WORK REQUIRED.
Please report how many lines below contain "more", writing nothing except the number.

MATERIALS PROVIDED.

........

PR #5501, opened 2025-08-26
Add button_text to ScreenOffering

facumenzella:
### Motivation
We want to be more explicit on how to edit the button text for the ScreenOffering.

### Description
- Add button text to ScreenOffering

> This comes already translated. For backwards compatibility, we default to the key used right now.

### DIFF
--- a/Sources/CustomerCenter/CustomerCenterConfigData.swift
+++ b/Sources/CustomerCenter/CustomerCenterConfigData.swift
@@ -734,13 +734,16 @@ import Foundation
     @_spi(Internal) public struct ScreenOffering: Equatable {
         @_spi(Internal) public let type: OfferingType
         @_spi(Internal) public let offeringId: String?
+        @_spi(Internal) public let buttonText: String?
 
         @_spi(Internal) public init(
             type: OfferingType,
-            offeringId: String?
+            offeringId: String?,
+            buttonText: String?
         ) {
             self.type = type
             self.offeringId = offeringId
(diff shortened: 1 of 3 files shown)


Sources/CustomerCenter/CustomerCenterConfigData.swift
```diff
@@ -786,13 +789,15 @@ extension CustomerCenterConfigData.Screen {
...
-                    offeringId: offering.offeringId
+                    offeringId: offering.offeringId,
+                    buttonText: offering.buttonText
                 )
 
             default:
                 return CustomerCenterConfigData.ScreenOffering(
                     type: .current,
-                    offeringId: nil
+                    offeringId: offering.offeringId,
```
vegaro: should this still be nil? Or is `offering.offeringId` already `nil`?

facumenzella: If the type is current, we can ignore the id because we're using the current one from Offerings

vegaro: then we can pass `nil` here to be more explicit yeah

facumenzella: It will be null from the backend, but agree

facumenzella:
```suggestion
                    offeringId: nil,
```

vegaro (approved):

........

EXPECTED ANSWER.
2